PR #1449, opened 2024-08-01
Redshift dataset module testing: Re-added client factories, mocking clients

dlpzx:
### Feature or Bugfix
- Bugfix

### Detail
- Use client factories in Redshift boto3 clients
- use single mock for the factory clients

### Relates
- #1424 

### Security

  - Is the input sanitized?

### DIFF
--- a/tests/modules/redshift_datasets/conftest.py
+++ b/tests/modules/redshift_datasets/conftest.py
@@ -19,7 +19,7 @@ def patch_sts_remote_session(module_mocker):
 
 
 @pytest.fixture(scope='function')
-def patch_redshift(mocker):
+def mock_redshift(mocker):
     redshiftClient = mocker.patch('dataall.modules.redshift_datasets.aws.redshift.RedshiftClient', autospec=True)
     redshiftClient.return_value.describe_cluster.return_value = {
         'ClusterIdentifier': 'cluster_id_1',
@@ -29,7 +29,7 @@ def patch_redshift(mocker):
 
 
 @pytest.fixture(scope='function')
-def patch_redshift_data(mocker):
+def mock_redshift_data(mocker):
     redshiftDataClient = mocker.patch(
         'dataall.modules.redshift_datasets.aws.redshift_data.RedshiftDataClient', autospec=True
     )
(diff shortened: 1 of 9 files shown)


dlpzx:
Tested in AWS:
image

tests/modules/redshift_datasets/conftest.py
```diff
@@ -67,25 +20,55 @@ def patch_sts_remote_session(module_mocker):
 
 @pytest.fixture(scope='function')
 def patch_redshift(mocker):
```
petrkalos, line 22: nit: instead of `patch_...` I'd use `mock_...`

tests/modules/redshift_datasets/test_unit_redshift_connection_service.py
```diff
@@ -207,10 +189,10 @@ def test_list_environment_redshift_connections_unauthorized(
...
 
-def test_list_connection_schemas(connection1_serverless, api_context_1, patch_redshift):
+def test_list_connection_schemas(connection1_serverless, api_context_1, patch_redshift_data):
     # When
     response = RedshiftConnectionService.list_connection_schemas(uri=connection1_serverless.connectionUri)
-    assert_that(response).is_equal_to(MockRedshiftDataClient().list_redshift_schemas())
+    assert_that(response).contains('public', 'dev')
 
 
 def test_list_connection_schemas_unauthorized(connection1_serverless, api_context_2):
```
petrkalos, line 198: `connection1_serverless` is setting `api_context_2` but you also use the `api_context_2` fixture. How does that work? Is there a a conflict?

dlpzx: What we need:
- create connection1 with api context 1
- list connections with api context 2
What happens:
- we use fixture connection1 - sets api context 1 and creates connection
- we use fixture api_context 2 - sets api context 2
- execute test code - list connections

If we defined the test as `
def test_list_connection_schemas_unauthorized(api_context_2, connection1_serverless, ):` then it would fail. 

I am not the biggest fun of it, but unless we are able to keep to api contexts in parallel I am not sure I know how to fix it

——————

## What you should do
The answer is each line in which the word "clients" occurs, copied from the material above.

## Answer section
Redshift dataset module testing: Re-added client factories, mocking clients
- Use client factories in Redshift boto3 clients
- use single mock for the factory clients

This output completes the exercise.